Further, there is a proposal proposed in relation to the above, and the operation characteristics of the cold cathode fluorescent lamp have to be changed due to the necessity for the structural design (see Patent Documents 2 and 4), but such a structure is used. Then, the further problem that lighting becomes difficult will arise.
JP-A-8-339778 JP 2002-313277 A US Pat. No. 5,572,088 JP 7-45183 A

  In view of the above problems, the present invention provides a cold cathode in which the service life is dramatically extended by suppressing the impure gas / particle content in the tube as low as possible and greatly improving the luminous efficiency and the operating efficiency. An object is to provide a fluorescent lamp.

  Another object of the present invention is to provide an adsorption structure that can reduce the operating voltage and improve the operating efficiency of the lamp.

  That is, the present invention provides a cooling tube comprising a light transmission tube in which a gas that is excited by voltage application and emits light is enclosed, and at least one cup-shaped adsorption structure disposed at an end of the light transmission tube. A cathode fluorescent lamp, wherein the adsorption structure includes at least one first opening and at least one adsorption material layer housed in the first opening without being completely filled. The present invention relates to a cold cathode fluorescent lamp.

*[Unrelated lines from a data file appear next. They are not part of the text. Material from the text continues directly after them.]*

Issue #65, opened 2020-09-14
Refresh configuration interface


yossigo:
The current configuration interface requires a refresh, and we need to do that as early as possible before approaching beta or GA releases.

Things to do:

- [x] Move from an `argument=value` to an `ARGUMENT <value>` format which is a bit easier/more intuitive and similar the the approach taken by other modules.
- [ ] Reconsider and improve names where applicable (and don't forget to update documentation).

gavrie:
As mentioned in #73, we'll define constants for the static strings defined in `config.c` as part of this issue.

  It is preferable to further include at least one connecting portion connected to the other side with respect to the one side where the opening of the carrying member is located.

  The material forming the adsorbing material layer is one selected from the group consisting of zirconium, barium, vanadium, titanium or alloys thereof, and the adsorbing material layer type is evaporative or non-evaporable 2. The cold cathode fluorescent lamp according to claim 1, wherein the cold cathode fluorescent lamp is one selected from the group consisting of:

  In the case where there are two or more grooves, the adsorbing material layers in each groove are made of the same material or different materials. Preferably it is formed.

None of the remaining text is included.